[Dataset entries]
Issue #1921, opened 2025-05-27
2025.3.1 update succeeds, but breaks when attempting to run.


thraeryn:
### Description

Updated CryptPad from 2025.3.0 to 2025.3.1. Update seemed successful. Starting service drove CPU cycles through the roof while making NGINX return a "502 Bad Gateway" error.

### Steps to reproduce

1. Update Cryptpad from 2025.3.0 to 2025.3.1, as described in release notes.
2. Start Cryptpad service.

### Relevant logs

```shell
ay 27 10:10:46 thraeryn.red systemd[1]: Started cryptpad.service - CryptPad API server.
May 27 10:10:51 thraeryn.red node[1485489]: [2025-05-27T15:10:51.243Z] UNCAUGHT EXCEPTION IN HTTP WORKER
May 27 10:10:51 thraeryn.red node[1485489]: TypeError [ERR_INVALID_ARG_TYPE]: The "paths[1]" argument must be of type string. Received undefined
May 27 10:10:51 thraeryn.red node[1485489]:     at new NodeError (node:internal/errors:405:5)
May 27 10:10:51 thraeryn.red node[1485489]:     at validateString (node:internal/validators:162:11)
May 27 10:10:51 thraeryn.red node[1485489]:     at Object.resolve (node:path:1097:7)
May 27 10:10:51 thraeryn.red node[1485489]:     at /var/www/cryptpad/node_modules/connect-gzip-static/lib/gzip-static.js:31:24
May 27 10:10:51 thraeryn.red node[1485489]:     at Array.forEach (<anonymous>)
May 27 10:10:51 thraeryn.red node[1485489]:     at createCaches (/var/www/cryptpad/node_modules/connect-gzip-static/lib/gzip-static.js:24:11)
May 27 10:10:51 thraeryn.red node[1485489]:     at async createMethods (/var/www/cryptpad/node_modules/connect-gzip-static/lib/gzip-static.js:43:3) {
May 27 10:10:51 thraeryn.red node[1485489]:   code: 'ERR_INVALID_ARG_TYPE'
May 27 10:10:51 thraeryn.red node[1485489]: }
May 27 10:10:51 thraeryn.red node[1485489]: TERMINATING
```

### Expected behavior

I expected the update to work.

### Which operating system are you using?

Linux/BSD/UNIX

### What browsers are you seeing the problem on?

Mozilla Firefox

### Extensions

not applicable

### Version

Other

federicofantini:
[...]

PR #1922, opened 2025-05-28
Quick fix: Disable express compression

wginolas:
https://github.com/cryptpad/cryptpad/issues/1921


ghost:
If I understand properly, the original issue was caused by the outdated Node.js version of the person reporting it. Hence, we can forget this and keep Express compression enabled?

wginolas:
> If I understand properly, the original issue was caused by the outdated Node.js version of the person reporting it. Hence, we can forget this and keep Express compression enabled?

Yes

[Problem description]:
Each line from the top of the data, up to and including the line that contains "### Version", should be set down exactly.

[Reply to the task]:
Issue #1921, opened 2025-05-27
2025.3.1 update succeeds, but breaks when attempting to run.


thraeryn:
### Description

Updated CryptPad from 2025.3.0 to 2025.3.1. Update seemed successful. Starting service drove CPU cycles through the roof while making NGINX return a "502 Bad Gateway" error.

### Steps to reproduce

1. Update Cryptpad from 2025.3.0 to 2025.3.1, as described in release notes.
2. Start Cryptpad service.

### Relevant logs

```shell
ay 27 10:10:46 thraeryn.red systemd[1]: Started cryptpad.service - CryptPad API server.
May 27 10:10:51 thraeryn.red node[1485489]: [2025-05-27T15:10:51.243Z] UNCAUGHT EXCEPTION IN HTTP WORKER
May 27 10:10:51 thraeryn.red node[1485489]: TypeError [ERR_INVALID_ARG_TYPE]: The "paths[1]" argument must be of type string. Received undefined
May 27 10:10:51 thraeryn.red node[1485489]:     at new NodeError (node:internal/errors:405:5)
May 27 10:10:51 thraeryn.red node[1485489]:     at validateString (node:internal/validators:162:11)
May 27 10:10:51 thraeryn.red node[1485489]:     at Object.resolve (node:path:1097:7)
May 27 10:10:51 thraeryn.red node[1485489]:     at /var/www/cryptpad/node_modules/connect-gzip-static/lib/gzip-static.js:31:24
May 27 10:10:51 thraeryn.red node[1485489]:     at Array.forEach (<anonymous>)
May 27 10:10:51 thraeryn.red node[1485489]:     at createCaches (/var/www/cryptpad/node_modules/connect-gzip-static/lib/gzip-static.js:24:11)
May 27 10:10:51 thraeryn.red node[1485489]:     at async createMethods (/var/www/cryptpad/node_modules/connect-gzip-static/lib/gzip-static.js:43:3) {
May 27 10:10:51 thraeryn.red node[1485489]:   code: 'ERR_INVALID_ARG_TYPE'
May 27 10:10:51 thraeryn.red node[1485489]: }
May 27 10:10:51 thraeryn.red node[1485489]: TERMINATING
```

### Expected behavior

I expected the update to work.

### Which operating system are you using?

Linux/BSD/UNIX

### What browsers are you seeing the problem on?

Mozilla Firefox

### Extensions

not applicable

### Version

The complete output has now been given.